Please help
15. The scale of a map is 1 inch = 24 miles. How many miles does 125 inches represent?
25 miles
31.25 miles
62.5 miles
49.26 miles
My answer is 25 miles
16. The ramp shown below is used to move crates of fruit to loading docks of different heights. When the horizontal distance AB is 12, meters, the heights of the loading dock, BC is 4 meters. What is the height of the loading dock DE?
12m
8m
9m
15m
My answer 15
17. A bag contains 10 white gold balls and 6 striped gold balls. A golfer wants to add 112 golf balls to the bag. He wants the ratio of whit to striped golf balls to remain the same. How many of each should he add?
I'm not sure how to work this one out.
I tried dividing 112/6 then 112/4
19. Tell whether the pair of polygons is similar.

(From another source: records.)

PR #604, opened 2022-12-19
ensuring no duplicate rx hostname port combo

thattil:
rx_hostname and port combo to one, or 
hostname to all, or 
a vector of hostnames and ports, 

- ignoring none or empty
- then verifying no duplicates for the host port combo including from shared memory


erikfrojdh:
Would it be possible to have the logic for verification of hostnames and port combinations in a free function? This way we could test that without having to have a (virtual) detector?

erikfrojdh (approved):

Explain why or why not
1ST POLYGON IS PQ-8FT, QR-13FT, RS-8FT,
2ND POLYGON IS TU-5.2FT, UV-2.4FT, VW-5.2FT
My answer is 8/13=5.2/2.4 = 67.6/19.2
8/13=3.2/2.4=41.6/19.2
So answer no?
Not sure if my equation set up right
For question 15, the scale of the map is given as 1 inch = 24 miles. To find how many miles 125 inches represents, you can set up a proportion using the given scale:
1 inch / 24 miles = 125 inches / x miles
To solve for x (the number of miles), you can cross-multiply and solve for x:
1 * x = 24 * 125
x = 3,000 miles
Therefore, 125 inches on the map represents 3,000 miles. None of the provided answer choices are correct.
For question 16, you are given the horizontal distance AB as 12 meters and the height BC as 4 meters. You need to find the height of the loading dock DE. Since the ramp is a right triangle, you can solve this problem using similar triangles.
The sides AB and BC are corresponding sides of two similar triangles ABF and BCD. Using the property of similar triangles, you can set up the following proportion:
AB/BC = AF/CD
Substituting the given values, you get:
12/4 = AF/DE
Simplifying this equation, you have:
3 = AF/DE
To find DE, you can rearrange the equation:
DE = AF/3
Since AF is not given, it cannot be determined from the information provided. Therefore, it is not possible to determine the height of the loading dock and none of the answer choices are correct.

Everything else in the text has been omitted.